前言

在前面 SandHook 系列我們知道 ArtMethod 入口替換並不能覆蓋所有的方法，而且這個問題比預想的嚴重的多的多。
而導致 Hook 不到的原因不僅僅是 inline 優化，在 Android O 之前 Inline 只是小頭，真正主要的原因是 Art Optimizing 代碼生成的 Sharpening 優化。

Quick & Optimizing

ART 中的 Compiler 有兩種

Quick
Optimizing

Quick 在 4.4 就引入，直到 6.0 一直作爲默認 Compiler, 直到 7.0 被移除。

Optimizing 5.0 引入，7.0 - 9.0 作爲唯一 Compiler。

下面以 Optimizing Compiler 爲例分析 ART 方法調用的生成。

Optimizing

Optimizing 比 Quick 生成速度慢，但是會附帶各種優化，包括：

逃逸分析：如果不能逃逸，則直接棧上分配
常量摺疊
死代碼塊移除
方法內聯
指令精簡
指令重拍序
load/store 精簡
Intrinsic 函數替換

。。。

其中包括 Invoke 代碼生成：

invoke-static/invoke-direct 代碼生成默認使用 Sharpening 優化。

Sharpening

Sharpening 做了兩件事情：

確定加載 ArtMethod 的方式和位置
確定直接 blr 入口調用方法還是查詢 ArtMethod -> CodeEntry 調用方法

結果保存在 MethodLoadKind & CodePtrLocation 兩個 enum 中

MethodLoadKind 就是 ArtMethod 加載類型
CodePtrLocation 就是跳轉地址的類型

我們重點關注 CodePtrLocation：
但是 CodePtrLocation 在 8.0 有重大變化：

8.0 之前

 // Determines the location of the code pointer.
  enum class CodePtrLocation {
    // Recursive call, use local PC-relative call instruction.
    kCallSelf,

    // Use PC-relative call instruction patched at link time.
    // Used for calls within an oat file, boot->boot or app->app.
    kCallPCRelative,

    // Call to a known target address, embed the direct address in code.
    // Used for app->boot call with non-relocatable image and for JIT-compiled calls.
    kCallDirect,

    // Call to a target address that will be known at link time, embed the direct
    // address in code.
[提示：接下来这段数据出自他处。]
PR #11, opened 2022-05-05
Scaling and replication

marceloneppel:
# Issue
This is a PR that was on hold to copy the feedback that improved the PR from https://github.com/canonical/postgresql-k8s-operator/pull/9.

It is part of the scale up/down logic that is needed to avoid adding or removing more than one member to a PostgreSQL cluster if another member is still syncing data after it has joined.

In long:
* To avoid overload of the network during copy of data between the replicas that are being added to the cluster during a scale up or downtime in the case of a scale down, the charm needs to add and remove on member at a time from the cluster so.
* If the member is the current primary, we need to trigger a switchover before the unit is removed, to make avoid downtime in the cluster.

# Solution
* Wait for all units to be ready (with `running` state in the Patroni REST API) before adding one more unit to the cluster.
* Trigger a switchover if the departing is the current primary.
* Remove the departing units one at a time (it should be checked that all members are ready before removing the unit).

# Context
* The list of current IP addresses is tracked on application relation data to avoid reaching Patroni REST API every time this information is needed.
* Replicas are started pointing to the IP of the primary (to avoid they thinking they need to bootstrap a new separated cluster), when it's ok to add them to the cluster (one at a time).
* During scale up, the status of the new member is not checked, only the status of the current members (they must be running/ready). This is done this way because Patroni cannot be started without pointing a leader, otherwise it'll create a new cluster in the replica, and when started in this way it has some changed of the state, like stopped and creating replica, so for now it's better to not check these status, as they may conflict with the status that we have when it really becomes part of the existing cluster.
* Helper methods used by the methods implemented on this PR were created on https://github.com/canonical/postgresql-operator/pull/10.

# Testing
* Unit and integrations tests were updated to fix the error that happened with the new features.
* The new tests are implemented on https://github.com/canonical/postgresql-operator/pull/14.

# Release Notes
* Implement the correct scaling up and down mechanism and replication of data.


src/charm.py
```diff
@@ -75,6 +121,89 @@ def _change_primary(self) -> None:
...
+        """
+        try:
+            # Compare set of Patroni cluster members and Juju hosts
+            # to avoid the unnecessary reconfiguration.
+            if self._patroni.cluster_members == self._hosts:
+                return
+
+            logger.info("Reconfiguring cluster")
+            self.unit.status = MaintenanceStatus("reconfiguring cluster")
+            self.unit.status = MaintenanceStatus("reconfiguring cluster")
```
WRFitch, line 177: Duplicate line

tests/unit/test_charm.py
```diff
@@ -101,24 +126,36 @@ def test_on_leader_elected(self):
...
-        # Mock the generated superuser password.
+        # Mock the passwords.
         _get_postgres_password.return_value = "fake-postgres-password"
+        _replication_password.return_value = "fake-replication-password"
 
         # Mock cluster start success values.
         _bootstrap_cluster.side_effect = [False, True]
 
         # Test for a failed cluster bootstrapping.
+        # TODO: test replicas start.
```
WRFitch, line 157: Is this for this PR, or will it be resolved in a future one?

WRFitch (approved):
LGTM!

src/cluster.py
```diff
@@ -48,34 +44,54 @@ class SwitchoverFailedError(Exception):
...
         # Render the configuration files and start the cluster.
-        self._change_owner(STORAGE_PATH)
-        self._render_patroni_yml_file(
-            cluster_name, member_name, superuser_password, replication_password
-        )
+        self.configure_patroni_on_unit(replica)
+        return self.start_patroni()
+
+    def configure_patroni_on_unit(self, replica: bool = False):
+        """Configure Patroni (configuration files and service) on the unit."""
```
paulomach, line 88: nit: add arguments to docstring (not sure the effects of `replica` argument)

paulomach (approved):
Minor comments, lgtm

tests/unit/test_charm.py
marceloneppel: It is for the future. Added the JIRA issue in https://github.com/canonical/postgresql-operator/pull/11/commits/d2529905daa730a8960c697da611a2e396d8fcf7,

src/charm.py
marceloneppel: Good catch! Thanks. I fixed it in https://github.com/canonical/postgresql-operator/pull/11/commits/73adbd589e3c044a3b19bd846df129db14c68e4c.

src/cluster.py
marceloneppel: Added in https://github.com/canonical/postgresql-operator/pull/11/commits/d2910b257fdfe713c0aa918ef5c470f439751997.

src/charm.py
```diff
@@ -54,6 +67,39 @@ def _on_get_primary(self, event: ActionEvent) -> None:
         except RetryError as e:
             logger.error(f"failed to get primary with error {e}")
 
+    def _on_peer_relation_departed(self, event: RelationDepartedEvent) -> None:
+        """The leader removes the departing units from the list of cluster members."""
+        # Allow leader to update hosts if it isn't leaving.
+        if not self.unit.is_leader() or event.departing_unit == self.unit:
```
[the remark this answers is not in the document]
marceloneppel: If it happens, the list of members will be fixed in the leader elected event.

src/charm.py
```diff
@@ -42,9 +50,14 @@ def __init__(self, *args):
         self.framework.observe(self.on.install, self._on_install)
         self.framework.observe(self.on.leader_elected, self._on_leader_elected)
         self.framework.observe(self.on.get_primary_action, self._on_get_primary)
+        self.framework.observe(self.on[PEER].relation_changed, self._on_peer_relation_changed)
+        self.framework.observe(self.on[PEER].relation_departed, self._on_peer_relation_departed)
+        self.framework.observe(self.on.pgdata_storage_detaching, self._on_pgdata_storage_detaching)
         self.framework.observe(self.on.start, self._on_start)
         self.framework.observe(self.on.get_initial_password_action, self._on_get_initial_password)
-        self._cluster = Patroni(self._unit_ip)
+        self._cluster_name = self.app.name
```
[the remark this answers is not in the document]
marceloneppel: At least for now, the fixed name based on the application name is not an issue. Maybe we can see in the future if there are use cases that need a random cluster name.

WRFitch (approved):

paulomach (approved):
lgtm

If the image is relocatable, emit .patch_oat entry.
    // Used for app->boot calls with relocatable image and boot->boot calls, whether
    // the image relocatable or not.
    kCallDirectWithFixup,

    // Use code pointer from the ArtMethod*.
    // Used when we don't know the target code. This is also the last-resort-kind used when
    // other kinds are unimplemented or impractical (i.e. slow) on a particular architecture.
    kCallArtMethod,
  };

kCallSelf 顧名思義，遞歸調用自己，此時不需要重新加載 ArtMethod，可以直接確定代碼位置。
kCallPCRelative，直接 B 到下面的方法，多見於調用附近的方法。
kCallDirect ，可以直接知道編譯完成的入口代碼，則可以跳過 ArtMethod->CodeEntry 查詢，直接 blx entry。多見於調用系統方法，這些方法中都是絕對地址，不需要重定向。
kCallDirectWithFixup，link OAT 文件的時候，才能確定方法在內存中的位置，方法入口需要 linker 重定向。也不需要查詢 ArtMethod。
kCallArtMethod，此種需要在 Runtime 期間得知方法入口，需要查詢 ArtMethod->CodeEntry。那麼由此可見只有在此種情況下，入口替換的 Hook 纔有可能生效。

代碼生成

void CodeGeneratorARM64::GenerateStaticOrDirectCall(HInvokeStaticOrDirect* invoke, Location temp) {


//處理 ArtMethod 加載位置
...........

//生成跳轉代碼
switch (invoke->GetCodePtrLocation()) {
    case HInvokeStaticOrDirect::CodePtrLocation::kCallSelf:
      __ Bl(&frame_entry_label_);
      break;
    case HInvokeStaticOrDirect::CodePtrLocation::kCallPCRelative: {
      relative_call_patches_.emplace_back(invoke->GetTargetMethod());
      vixl::Label* label = &relative_call_patches_.back().label;
      vixl::SingleEmissionCheckScope guard(GetVIXLAssembler());
      __ Bind(label);
      __ bl(0);  // Branch and link to itself. This will be overriden at link time.
      break;
    }
    case HInvokeStaticOrDirect::CodePtrLocation::kCallDirectWithFixup:
    case HInvokeStaticOrDirect::CodePtrLocation::kCallDirect:
      // LR prepared above for better instruction scheduling.
      DCHECK(direct_code_loaded);
      // lr()
      __ Blr(lr);
      break;
    case HInvokeStaticOrDirect::CodePtrLocation::kCallArtMethod:
      // LR = callee_method->entry_point_from_quick_compiled_code_;
      __ Ldr(lr, MemOperand(
          XRegisterFrom(callee_method),
       ArtMethod::EntryPointFromQuickCompiledCodeOffset(kArm64WordSize).Int32Value()));
      // lr()
      __ Blr(lr);
      break;
  }
}

可以看到只有 kCallArtMethod 才使用：

__ Ldr(lr, MemOperand(XRegisterFrom(callee_method),ArtMethod::EntryPointFromQuickCompiledCodeOffset(kArm64WordSize).Int32Value()));

生成了從 ArtMethod 加載 CodeEntry 的代碼：

ldr lr [RegMethod, #CodeEntryOffset]

其他情況都是直接 B CodeEntry

8.0 之後

8.0 之後情況有所改觀，說實話，從我的角度來說並沒有感覺這項優化能帶來多大的性能提升，所以 8.0 之後索性除了遞歸都先從 ArtMethod 裏面找入口。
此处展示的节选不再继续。